======== The data ========

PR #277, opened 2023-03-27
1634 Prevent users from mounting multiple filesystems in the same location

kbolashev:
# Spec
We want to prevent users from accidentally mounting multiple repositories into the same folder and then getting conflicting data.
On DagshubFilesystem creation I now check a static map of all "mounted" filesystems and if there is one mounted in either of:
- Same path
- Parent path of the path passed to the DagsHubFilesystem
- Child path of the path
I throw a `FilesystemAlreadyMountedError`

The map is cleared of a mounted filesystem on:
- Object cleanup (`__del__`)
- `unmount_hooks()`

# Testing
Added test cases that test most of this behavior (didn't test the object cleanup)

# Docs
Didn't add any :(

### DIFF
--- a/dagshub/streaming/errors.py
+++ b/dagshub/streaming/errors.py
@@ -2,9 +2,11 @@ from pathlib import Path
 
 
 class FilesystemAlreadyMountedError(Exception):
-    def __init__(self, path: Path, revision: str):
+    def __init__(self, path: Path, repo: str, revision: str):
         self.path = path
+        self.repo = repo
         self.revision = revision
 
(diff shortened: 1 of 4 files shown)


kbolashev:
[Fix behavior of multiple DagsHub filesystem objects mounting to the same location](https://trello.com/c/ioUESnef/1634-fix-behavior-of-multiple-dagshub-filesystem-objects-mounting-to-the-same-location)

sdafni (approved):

========
======== The data ========

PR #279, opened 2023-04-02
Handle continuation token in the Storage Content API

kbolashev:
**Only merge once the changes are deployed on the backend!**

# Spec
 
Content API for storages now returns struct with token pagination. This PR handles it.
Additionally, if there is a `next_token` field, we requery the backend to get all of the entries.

========

• _Assigned task_: Whenever the word "mounting" appears in a line of the listing, report that line.

• _Answer to this exercise_:
1634 Prevent users from mounting multiple filesystems in the same location
We want to prevent users from accidentally mounting multiple repositories into the same folder and then getting conflicting data.
[Fix behavior of multiple DagsHub filesystem objects mounting to the same location](https://trello.com/c/ioUESnef/1634-fix-behavior-of-multiple-dagshub-filesystem-objects-mounting-to-the-same-location)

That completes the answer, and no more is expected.